With the European Union discussing whether the fight against climate change requires changes in the bloc’s joint fiscal rules to allow more spending on green technology, much is at stake in the duel being fought in secretive negotiations in Berlin.
FDP leader Christian Lindner, 42, who wants to become finance minister, has called for a return to solid public finances and a reduction of debt levels across the euro zone following the COVID-19 pandemic.
In contrast, Greens co-leader Robert Habeck, 52, who is also keen to get the top position, has called for a “flexible interpretation” of the fiscal rules of the European Union’s Stability and Growth Pact to guarantee that all member states can increase public investments needed for a faster shift towards a carbon neutral economy.

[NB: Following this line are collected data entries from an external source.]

PR #319, opened 2016-10-22
[10.0] Port partner_external_map

alexis-via:
Remove Yahoo Maps
Update URLs for MapQuest

### DIFF
--- a/partner_external_map/README.rst
+++ b/partner_external_map/README.rst
@@ -26,7 +26,6 @@ This module supports several map websites:
 * `Bing Maps <https://www.bing.com/maps/>`
 * `Here Maps <https://www.here.com/>`
 * `MapQuest <http://www.mapquest.com/>`
-* `Yahoo! Maps <https://maps.yahoo.com/>`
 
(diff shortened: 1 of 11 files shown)


pedrobaeza (approved):
Tried on runbot. Some tests would be welcome.

alexis-via:
This module has unittests... you are the author of them ! The tests work fine, that's why I didn't change them (apart from the "import" line that I updated).

pedrobaeza:
Yeah, but the coverage drops, so they are not enough! Anyway, it's enough for now.

alexis-via:
I changed didn't add nor remove any line of python code, so I don't see why the coverage drops.

pedrobaeza:
Looking at coveralls, the problem is that the test doesn't include street, street2 and other fields, and that lines remain untested. Not your fault, but as the coverage up to now was so high, it means that drop.

lasley (approved):
Thanks @alexis-via 

I agree that more tests would be awesome, but non-blocking for me due to the previous code already being untested in production

PR #322, opened 2016-11-01
[ADD] partner_default_sale_discount

pedrobaeza:
Default sales discount per partner
==================================

This module allows to define at partner level a default discount to be applied
on sales orders as the default one. As the field is a company dependent one,
you can configure a different value for the partner for each of your companies.

Configuration
=============

Enabling the use of discounts in Odoo:

* Go to *Sales > Configuration > Settings*
* On the group "Quotations & Sales", select the option "Allow discounts on
  sales order lines" for the "Discount" section.

Setting a default sales discount:

* Then, go to *Sales > Customers*.
* Create or modify a customer.
* Go to "Sales & Purchases" page.
* In the "Sale" section, there's a field called "Default sales discount (%)"
  where you can fill the default discount percentage.
* This value can only be filled at company partners, not for contacts.

Usage
=====

To use this module, you need to:

* Go to *Sales > Quotations*.
* Create a new quotation.
* Select a partner with a default discount applied.
* Create an order line, and you will see this discount as default in the line.

Known issues / Roadmap
======================

* This module doesn't work with *product_visible_discount*, as it overwrites
  the discount field with its own value.

### DIFF
--- a/partner_default_sale_discount/README.rst
+++ b/partner_default_sale_discount/README.rst
@@ -1,0 +1,85 @@
+.. image:: https://img.shields.io/badge/licence-AGPL--3-blue.svg
+   :target: http://www.gnu.org/licenses/agpl-3.0-standalone.html
+   :alt: License: AGPL-3
+
+==================================
+Default sales discount per partner
+==================================
+
+This module allows to define at partner level a default discount to be applied
+on sales orders as the default one. As the field is a company dependent one,
+you can configure a different value for the partner for each of your companies.
+
+Configuration
+=============
+
+Enabling the use of discounts in Odoo:
+
+#. Go to *Sales > Configuration > Settings*
+#. On the group "Quotations & Sales", select the option "Allow discounts on
+   sales order lines" for the "Discount" section.
+
+Setting a default sales discount:
+
+#. Then, go to *Sales > Customers*.
+#. Create or modify a customer.
+#. Go to "Sales & Purchases" page.
+#. In the "Sale" section, there's a field called "Default sales discount (%)"
+   where you can fill the default discount percentage.
+#. This value can only be filled at company partners, not for contacts.
+
+Usage
+=====
+
+To use this module, you need to:
+
+#. Go to *Sales > Quotations*.
+#. Create a new quotation.
+#. Select a partner with a default discount applied.
+#. Create an order line, and you will see this discount as default in the line.
+
+.. image:: https://odoo-community.org/website/image/ir.attachment/5784_f2813bd/datas
+   :alt: Try me on Runbot
+   :target: https://runbot.odoo-community.org/runbot/134/9.0
+
+Known issues / Roadmap
+======================
+
+* This module doesn't work with *product_visible_discount*, as it overwrites
+  the discount field with its own value.
+
+Bug Tracker
+===========
+
+Bugs are tracked on `GitHub Issues
+<https://github.com/OCA/partner-contact/issues>`_. In case of trouble, please
+check there if your issue has already been reported. If you spotted it first,
+help us smashing it by providing a detailed and welcomed feedback.
+
+Credits
+=======
+
+Images
+------
+
+* Odoo Community Association: `Icon <https://github.com/OCA/maintainer-tools/blob/master/template/module/static/description/icon.svg>`_.
+
+Contributors
+------------
+
+* Pedro M. Baeza <pedro.baeza@tecnativa.com>
+
+Maintainer
+----------
+
+.. image:: https://odoo-community.org/logo.png
+   :alt: Odoo Community Association
+   :target: https://odoo-community.org
+
+This module is maintained by the OCA.
+
+OCA, or the Odoo Community Association, is a nonprofit organization whose
+mission is to support the collaborative development of Odoo features and
+promote its widespread use.
+
+To contribute to this module, please visit https://odoo-community.org.
--- a/partner_default_sale_discount/i18n/es.po
+++ b/partner_default_sale_discount/i18n/es.po
@@ -1,0 +1,34 @@
+# Translation of Odoo Server.
+# This file contains the translation of the following modules:
+# 	* partner_default_sale_discount
+#
+msgid ""
+msgstr ""
+"Project-Id-Version: Odoo Server 9.0c\n"
+"Report-Msgid-Bugs-To: \n"
+"POT-Creation-Date: 2016-11-01 16:13+0000\n"
+"PO-Revision-Date: 2016-11-01 17:13+0100\n"
+"Last-Translator: <>\n"
+"Language-Team: \n"
+"MIME-Version: 1.0\n"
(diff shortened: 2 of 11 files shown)


pedrobaeza:
cc @Tecnativa

partner_default_sale_discount/i18n/es.po
```diff
@@ -0,0 +1,34 @@
...
+
+#. module: partner_default_sale_discount
+#: model:ir.model,name:partner_default_sale_discount.model_res_partner
+msgid "Partner"
+msgstr "Empresa"
+
+#. module: partner_default_sale_discount
+#: model:ir.model,name:partner_default_sale_discount.model_sale_order
+msgid "Sales Order"
+msgstr "Pedido de venta"
```
sergio-teruel, line 34: s/Pedido/Pedidos

partner_default_sale_discount/models/sale_order.py
```diff
@@ -0,0 +1,43 @@
...
+        if xml_order_line and xml_discount:
+            # This should be handled in "string" mode
+            context = xml_order_line[0].get('context', '{}')
+            index = context.find('{')
+            context = (
+                context[:index + 1] +
+                "'default_discount': default_sale_discount, " +
+                context[index + 1:]
+            )
+            xml_order_line[0].set('context', context)
```
sergio-teruel, line 39: Why do you not use a safe_eval for update the context?

partner_default_sale_discount/models/sale_order.py
```diff
@@ -0,0 +1,43 @@
...
+
+
+class SaleOrder(models.Model):
+    _inherit = 'sale.order'
+
+    default_sale_discount = fields.Float(
+        related="partner_id.commercial_partner_id.default_sale_discount",
+        string="Default sales discount (%)",
+    )
+
```
sergio-teruel, line 16: Although the field is invisible in view, I think put it in readonly mode

sergio-teruel (changes requested):

partner_default_sale_discount/i18n/es.po
pedrobaeza: It's singular, not plural: Sales **Order**

partner_default_sale_discount/models/sale_order.py
pedrobaeza: No need for that, but I'll do it if another change is needed.

partner_default_sale_discount/models/sale_order.py
pedrobaeza: Because context can contain JS keys that can't be interpreted with eval. Take for example this injected context as example. We have the variable `default_sale_discount`, that should be interpreted in "execution time" by the JS client, so if there are another variables like this one in the previous context, `safe_eval` will fail.

partner_default_sale_discount/i18n/es.po
sergio-teruel: Oks..

sergio-teruel (approved):
Oks for me.. :+1:

partner_default_sale_discount/README.rst
```diff
@@ -0,0 +1,85 @@
...
+======================
+
+* This module doesn't work with *product_visible_discount*, as it overwrites
+  the discount field with its own value.
+
+Bug Tracker
+===========
+
+Bugs are tracked on `GitHub Issues
+<https://github.com/OCA/partner-contact/issues>`_. In case of trouble, please
```
yajo, line 55: Shouldn't this one go to sale-workflow?

partner_default_sale_discount/models/sale_order.py
yajo: It's OK, although you could simply use `context.replace("{", "{'default_discount': default_sale_discount, ", 1)`

partner_default_sale_discount/models/sale_order.py
```diff
@@ -0,0 +1,43 @@
...
+    @api.model
+    def fields_view_get(self, view_id=None, view_type='form', toolbar=False,
+                        submenu=False):
+        """Inject the default in the context of the line this way for
+        making it inheritable.
+        """
```
yajo, line 22: Isn't it easier to add the context directly to the model field?

partner_default_sale_discount/README.rst
pedrobaeza: As the information is attached to each partner, I decided to put it here.

partner_default_sale_discount/models/sale_order.py
pedrobaeza: No, because other module that changes the context will invalidate this module.

partner_default_sale_discount/models/sale_order.py
pedrobaeza: Good idea, @Yajo, changing it...

partner_default_sale_discount/models/sale_order.py
yajo: OK, then please add a comment to explain that, so next people reviewing this don't refactor it.

partner_default_sale_discount/models/sale_order.py
yajo: Please also add a comment solving @sergio-teruel's doubt.

yajo (changes requested):

partner_default_sale_discount/models/sale_order.py
```diff
@@ -31,12 +31,8 @@ def fields_view_get(self, view_id=None, view_type='form', toolbar=False,
         xml_discount = eview.xpath("//field[@name='default_sale_discount']")
         if xml_order_line and xml_discount:
             # This should be handled in "string" mode
```
yajo: Sorry, last review was on outdated changes; in any case please explain _why_ here.

yajo (changes requested):

partner_default_sale_discount/models/sale_order.py
pedrobaeza: The comment is already there.

partner_default_sale_discount/models/sale_order.py
pedrobaeza: The existing comment is enough for me.

yajo: If it were enough, I wouldn't have asked before :wink: 

If you don't explain why it should be handled as a string, then a future code reviewer can believe this is overengineered. Simply say `This should be handled in "string" mode to avoid conflicts in case more than 1 addon modify the field's or view's context` and all will be clear.

pedrobaeza: That's not the reason, but there you have it for better comprehension.

yajo (approved):

rafaelbn (approved):
Tested in runbot

pedrobaeza:
Please merge squashing now that there are 2 approvals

The tussle is not going unnoticed in other European capitals, where the coalition negotiations and horse-trading over ministerial posts are being closely followed.
However, any finance minister will be constrained by the jointly agreed principles and policy goals of the coalition deal and the chancellor’s overall authority to establish guidelines.
Officials of the three parties have repeatedly said that decisions on minister jobs will only be made at the very end of the negotiations which are expected to last several more weeks.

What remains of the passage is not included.